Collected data
------------
PR #747, opened 2015-06-11
Correct race condition in AsyncTargetWrapperExceptionTest

williamb1024:
Modify AsyncTargetWrapperExceptionTest to avoid race condition with AsyncWrapper thread timer.


304NotModified:
Thanks! 

Can you explain why the `sleep` isn't needed?

williamb1024:
Sure. The `Thread.Sleep()` call doesn't guarantee that the `AsyncTargetWrapper` actually processes its queue. The timer that is used may fire, but never actually be scheduled to run. If that happens the test will fail and seems to eventually lead to an exception in xUnit. Calling `targetWrapper.Close` will force the queue to be processed and stop the timer, which will ensure that the internal logger is written to.

304NotModified:
Thanks for the explanation :+1: :+1:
------------
**TASK PROMPT:**
Search the lines above for the string "timer" and copy each line that has it.

**OUTPUT FOR THIS TASK:**
Modify AsyncTargetWrapperExceptionTest to avoid race condition with AsyncWrapper thread timer.
Sure. The `Thread.Sleep()` call doesn't guarantee that the `AsyncTargetWrapper` actually processes its queue. The timer that is used may fire, but never actually be scheduled to run. If that happens the test will fail and seems to eventually lead to an exception in xUnit. Calling `targetWrapper.Close` will force the queue to be processed and stop the timer, which will ensure that the internal logger is written to.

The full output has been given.